─── Material for this task ───

PR #12345, opened 2026-06-22
feat: make the TUI installer log selectable and copyable

devyubin:
## Summary

- The installer's setup log was a Textual `RichLog`, a container widget that cannot be selected, so a failed install left no way to grab the log text for a bug report.
- Switch `SetupLog` from `RichLog` to `Log`, a selectable plain-text widget. Rich renderables are rendered to plain text before write, so the visible output is unchanged.
- Bump `textual` `~=0.79.1` to `~=6.2` (lockfile regenerated). 6.2.1 is the newest release that still satisfies the `rich<14` pin and the first to ship text selection.
- Add `Ctrl+C` to copy the drag-selection, or the whole log when nothing is selected (also works on the report tab after install). It writes via OSC52 and falls back to a native clipboard tool (`pbcopy`, `wl-copy`, `xclip`, `xsel`) for terminals that drop OSC52.
- Detach install-subprocess stdin in `run_exec` so children stop stealing terminal input, which keeps the copy key working for the whole install.
CleanShot 2026-06-22 at 14 09 08@2x

## Test plan

**Unit / static**
- [x] `pants check` (mypy) clean; the lock resolves to `textual 6.2.1`.
- [x] `pants fmt / fix / lint` pass.

**Manual**
- [x] Headless `App.run_test()` pilot: drag-select then `Ctrl+C` copies the selection; with no selection it copies the whole log; report-tab copy works; `pbcopy` receives the text.
- [x] Real terminal (Terminal.app / iTerm2). The VSCode integrated terminal eats `Ctrl+C` before the app sees it, so it can't test the keybinding.


python.lock.metadata
```diff
@@ -103,7 +103,7 @@
     "temporenc~=0.1.0",
     "tenacity>=9.0",
     "testcontainers[minio,postgres,redis]~=4.13.3",
-    "textual~=0.79.1",
+    "textual~=6.2",
```
seedspirit, line 106: The version number has gone up quite a bit all at once—is there a reason for such a sudden increase?

devyubin: We need Textual's text-selection API for the copyable log, and it first shipped in 0.86, so 0.79.x was a non-starter. The number looks like a big leap mostly because Textual bumps its major version quickly after 1.0 (it's on 8.x now), so 0.79 -> 6.2 is less change than the gap suggests. We capped at 6.2.1 because 7.0+ requires rich>=14.2 while we pin rich~=13.6, so it's the newest release that still fits our rich pin.

seedspirit (approved):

───

◆ What you should do
Return only the stretch of the material above from the line holding "ship text selection." through the line holding "seedspirit, line 106: The", copied exactly.

◆ Result for this exercise
- Bump `textual` `~=0.79.1` to `~=6.2` (lockfile regenerated). 6.2.1 is the newest release that still satisfies the `rich<14` pin and the first to ship text selection.
- Add `Ctrl+C` to copy the drag-selection, or the whole log when nothing is selected (also works on the report tab after install). It writes via OSC52 and falls back to a native clipboard tool (`pbcopy`, `wl-copy`, `xclip`, `xsel`) for terminals that drop OSC52.
- Detach install-subprocess stdin in `run_exec` so children stop stealing terminal input, which keeps the copy key working for the whole install.
CleanShot 2026-06-22 at 14 09 08@2x

## Test plan

**Unit / static**
- [x] `pants check` (mypy) clean; the lock resolves to `textual 6.2.1`.
- [x] `pants fmt / fix / lint` pass.

**Manual**
- [x] Headless `App.run_test()` pilot: drag-select then `Ctrl+C` copies the selection; with no selection it copies the whole log; report-tab copy works; `pbcopy` receives the text.
- [x] Real terminal (Terminal.app / iTerm2). The VSCode integrated terminal eats `Ctrl+C` before the app sees it, so it can't test the keybinding.


python.lock.metadata
```diff
@@ -103,7 +103,7 @@
     "temporenc~=0.1.0",
     "tenacity>=9.0",
     "testcontainers[minio,postgres,redis]~=4.13.3",
-    "textual~=0.79.1",
+    "textual~=6.2",
```
seedspirit, line 106: The version number has gone up quite a bit all at once—is there a reason for such a sudden increase?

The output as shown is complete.